Exhala despacio. Apenas contiene la risa.
—Entonces, ¿qué se supone que haga, Mia? ¿Pagarte por usar mi propia piscina?
—No. Solo… —me pongo algo incómoda—. Bueno… quería proponerte… ¿Y si nadamos juntos? Sería más divertido.
Baja la mirada al suelo. Se muerde apenas el labio inferior.
—Bueno… yo…
—¿Temes que mi peso provoque un tsunami y el agua se salga del borde? —recuerdo su advertencia del primer día que llegué a la casa.
—¡No! Dices tonterías.
—¿Entonces qué?
—Nada. No me importa. Nademos juntos, si eso quieres.
—¡Genial! Solo me pongo el bañador.
Skyler asiente.
—De acuerdo. Yo también tengo que ponerme el bañador. Quiero decir… el traje de baño. Está en el dormitorio. En mi dormitorio temporal, el del segundo piso —mira alrededor y luego, por alguna razón, se dirige a la cocina. Se mueve como un robot aspirador al que se le ha estropeado la navegación.
—Timur, sube por aquí —me río—. ¿Lo olvidaste?
—Ah, cierto. Es que… me he confundido un poco —dice evitando mi mirada mientras sube—. Nos vemos en la piscina.
Entro a mi habitación y enseguida siento cómo la ansiedad vuelve con fuerza. Saco del armario el bañador que Skyler me compró. Cada vez que me lo ponía, me sentía como una diosa.
Pero hoy me quedo paralizada frente al espejo. Lo que veo no me gusta.
El vientre. Es blando y blanco, como un malvavisco. Y basta inclinarme un poco para que aparezcan unos pliegues feos a los lados. Las caderas… ¿por qué de repente se ven tan anchas? Y las piernas, que antes me parecían bastante sexys, ahora lucen pesadas y demasiado grandes.
El bañador no oculta nada. Al contrario, parece resaltar cada detalle en el que nunca me había fijado. Siempre estuve convencida de que me veía bien. Pero ahora, al imaginar que Skyler me verá así… y encima dentro del agua… me da vergüenza.

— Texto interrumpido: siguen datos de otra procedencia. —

PR #338, opened 2021-11-09
Value field for call args

### LINKED ISSUE #309: Engine method `call` has no way to attach ETH
The [method `call`](https://github.com/aurora-is-near/aurora-engine/blob/f1ebb8264383e7047661f830f75849f872df47e6/engine/src/lib.rs#L194) is supposed to be equivalent to the [method `submit`](https://github.com/aurora-is-near/aurora-engine/blob/f1ebb8264383e7047661f830f75849f872df47e6/engine/src/lib.rs#L206), except allows interacting with the EVM from a NEAR account as opposed to an Aurora account. However `call` does not have any way to attach an ETH balance to the transaction which greatly limits its usefulness.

Tiro del tirante del bañador, intentando cubrir mis costados. Me inclino hacia adelante, me observo en el espejo desde distintos ángulos. Pero nada cambia. Mi reflejo se ríe en silencio de mí: “¿Así piensas salir a verlo? ¿A Mr. Perfección?”.
Exhalo y me froto las mejillas encendidas. ¿Y si finjo que he cambiado de idea? ¿Decir que estoy cansada y me voy a dormir? Siento un nudo en la garganta. No puedo. No estoy lista. No así.

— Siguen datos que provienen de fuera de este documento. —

PR #341, opened 2021-11-09
Test verifying the EVM log returns the correct address

### LINKED ISSUE #336: Invalid low level EVM function `call` behaviour
The `call` (low level EVM function) should emit the callee contract address in the transaction logs, however it emits the caller contract address. The following example reproduces the issue:

```javascript
// SPDX-License-Identifier: MIT
pragma solidity ^0.8.0;

contract Caller {
    function greet(address to) public {
        to.call(abi.encodeWithSelector(Greeter(to).greet.selector));
    }
}


contract Greeter { // callee contract
    event Logger(address sender);

    function greet() public {
        emit Logger(msg.sender);
    }
}
```

***On Aurora testnet:*** 

By calling `Caller.greet()`, it returns the caller contract address in the transaction logs.

image

image (1)

***On Goerli testnet:*** 

image
image

`delegateCall` is working fine as expected (emitting the caller contract address in the logs). For more info please refer to [solidity docs](https://docs.soliditylang.org/en/v0.8.9/types.html?highlight=address.#members-of-addresses)

birchmd:
Adds a test showing the correct address is returned by the engine.

This means the issue reported in #336 must not come from the engine, and instead must arise from elsewhere (maybe the relayer?).

Closes #336

### DIFF
--- a/engine-tests/src/test_utils/solidity.rs
+++ b/engine-tests/src/test_utils/solidity.rs
@@ -74,6 +74,17 @@ impl ContractConstructor {
         }
     }
 
+    pub fn deploy_without_constructor(&self, nonce: U256) -> TransactionLegacy {
+        TransactionLegacy {
+            nonce,
+            gas_price: Default::default(),
+            gas_limit: u64::MAX.into(),
+            to: None,
+            value: Default::default(),
+            data: self.code.clone(),
+        }
+    }
+
     pub fn deploy_without_args(&self, nonce: U256) -> TransactionLegacy {
         self.deploy_with_args(nonce, &[])
     }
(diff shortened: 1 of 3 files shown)


0x3bfc (approved):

—¿Pero en qué estaba pensando? —murmuro, quitándome nerviosa los tirantes del bañador—. “Nademos juntos”… ¿Cómo se me ocurrió eso?

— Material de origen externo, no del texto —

PR #342, opened 2021-11-09
Remove Default trait bound from engine IO

birchmd:
The primary goal of this PR is to remove the `Default` trait bound that was required on the `IO` type after #314 . The primary reason for this trait bound was the usage of `Default` in `LookupMap` and `BijectionMap`. As a result, this PR removes `LookupMap` and refactors `BijectionMap` to no longer have a `Default` implementation, as well as to be more type-safe.

This is change does not impact the runtime behaviour of the engine in any way. It is continuing the path towards being able to run the engine without the NEAR runtime (ie as a standalone binary).

### DIFF
--- a/engine/src/connector.rs
+++ b/engine/src/connector.rs
@@ -1,7 +1,7 @@
 use crate::admin_controlled::{AdminControlled, PausedMask};
 use crate::deposit_event::DepositedEvent;
 use crate::engine::Engine;
-use crate::fungible_token::{FungibleToken, FungibleTokenMetadata};
+use crate::fungible_token::{FungibleToken, FungibleTokenMetadata, FungibleTokenOps};
 use crate::json::parse_json;
 use crate::parameters::{
     BalanceOfCallArgs, BalanceOfEthCallArgs, FinishDepositCallArgs, InitCallArgs,
@@ -29,10 +29,9 @@ pub const UNPAUSE_ALL: PausedMask = 0;
 pub const PAUSE_DEPOSIT: PausedMask = 1 << 0;
 pub const PAUSE_WITHDRAW: PausedMask = 1 << 1;
 
-#[derive(BorshSerialize, BorshDeserialize)]
-pub struct EthConnectorContract<I: IO + Default> {
+pub struct EthConnectorContract<I: IO> {
     contract: EthConnector,
-    ft: FungibleToken<I>,
+    ft: FungibleTokenOps<I>,
     paused_mask: PausedMask,
     io: I,
 }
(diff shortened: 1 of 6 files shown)


engine/src/connector.rs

¿Mostrarme medio desnuda y luego escuchar toda la semana sus bromas sarcásticas sobre mi cuerpo? No, gracias.
Rápido me quito el bañador, lo escondo al fondo del armario y me pongo lo primero que encuentro: el pijama. Unos pantalones suaves con estrellitas pequeñas y una camiseta ancha. Eso en lo que me siento protegida. Comodidad ante todo.
Miro al espejo una vez más. Sí, parezco alguien que va a tomar té por la noche, no a un baño romántico bajo las estrellas. Pero al menos no me siento desnuda ni vulnerable.
Recojo el pelo en una coleta descuidada y decido: primero voy a ponerme en forma, y luego, sí, me pondré el bañador atrevido.
Abro la puerta y salgo a su encuentro con mi pijama de estrellitas.